# PROBLEM
Go through the material below, count the lines with the word "static", and reply with the count alone.

# GIVEN INFORMATION

Issue #47, opened 2017-02-12
Configuration of eventFlowConfig.json in Service Fabric at Application level


JonJam:
I would like to be able to override settings in eventFlowConfig.json when using Service Fabric at the Application level.

This is order that I can have specify a different Application Insights Key in an Application Parameter file i.e. Dev, Pre-Prod and Prod and then have the Service use that key, rather than hard-coding it at the service level.

karolz-ms:
@JonJam thanks for the suggestion, it is a very good one. We should be able to add this capability in near future.

karolz-ms:
Will publish the new NuGet packages shortly

PR #50, opened 2017-02-27
Fix issue 47

karolz-ms:
This PR fixes issue https://github.com/Azure/diagnostics-eventflow/issues/47 by adding ability to refer to Service Fabric settings and application parameters from EventFlow configuration

### DIFF
--- a/src/Microsoft.Diagnostics.EventFlow.ServiceFabric/ServiceFabricDiagnosticPipelineFactory.cs
+++ b/src/Microsoft.Diagnostics.EventFlow.ServiceFabric/ServiceFabricDiagnosticPipelineFactory.cs
@@ -4,8 +4,11 @@
 // ------------------------------------------------------------
 
 using System;
+using System.Diagnostics;
 using System.Fabric;
 using System.IO;
+using System.Linq;
+using System.Text.RegularExpressions;
 using Microsoft.Diagnostics.EventFlow;
 using Microsoft.Extensions.Configuration;
 using Validation;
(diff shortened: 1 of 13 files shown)


src/Microsoft.Diagnostics.EventFlow.ServiceFabric/ServiceFabricDiagnosticPipelineFactory.cs
```diff
@@ -34,8 +40,53 @@ public static DiagnosticPipeline CreatePipeline(string healthEntityName, string
...
+                        }
+                        else
+                        {
+                            configurationRoot[kvp.Key] = newValue;
+                        }
+                    }
+                }
+                catch (RegexMatchTimeoutException)
+                {
+                    continue;
```
xiaomi7732: If the reg-match timed out, the exception will be swallowed. I am a bit concerned of that. I think we should at least give end user a hint on the exception. How about adding the exception message into the health report?

src/Microsoft.Diagnostics.EventFlow.ServiceFabric/ServiceFabricDiagnosticPipelineFactory.cs
```diff
@@ -14,6 +17,9 @@ namespace Microsoft.Diagnostics.EventFlow.ServiceFabric
 {
     public static class ServiceFabricDiagnosticPipelineFactory
     {
+        public static readonly string ConfigurationPackageName = "Config";
```
xiaomi7732: nit: Is this intended to be the same as ServiceFabricConfigurationProvider.DefaultConfigurationPackageName? I can't determine that buy reading the code. If it is, I think it would be good to reuse the constant just in case it changes for some unforeseen reason. 
That said, not very worried. I don't have a problem keep it as is either.

karolz-ms: That is good suggestion. I decided to use the definition in ServiceFabricConfigurationProvider

src/Microsoft.Diagnostics.EventFlow.ServiceFabric/ServiceFabricDiagnosticPipelineFactory.cs
karolz-ms: Makes sense, added. It is highly unlikely that the regex we use here will cause a timeout, even if the value is really long, but let's just make sure we are prepared for it.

# ANSWER SPACE
3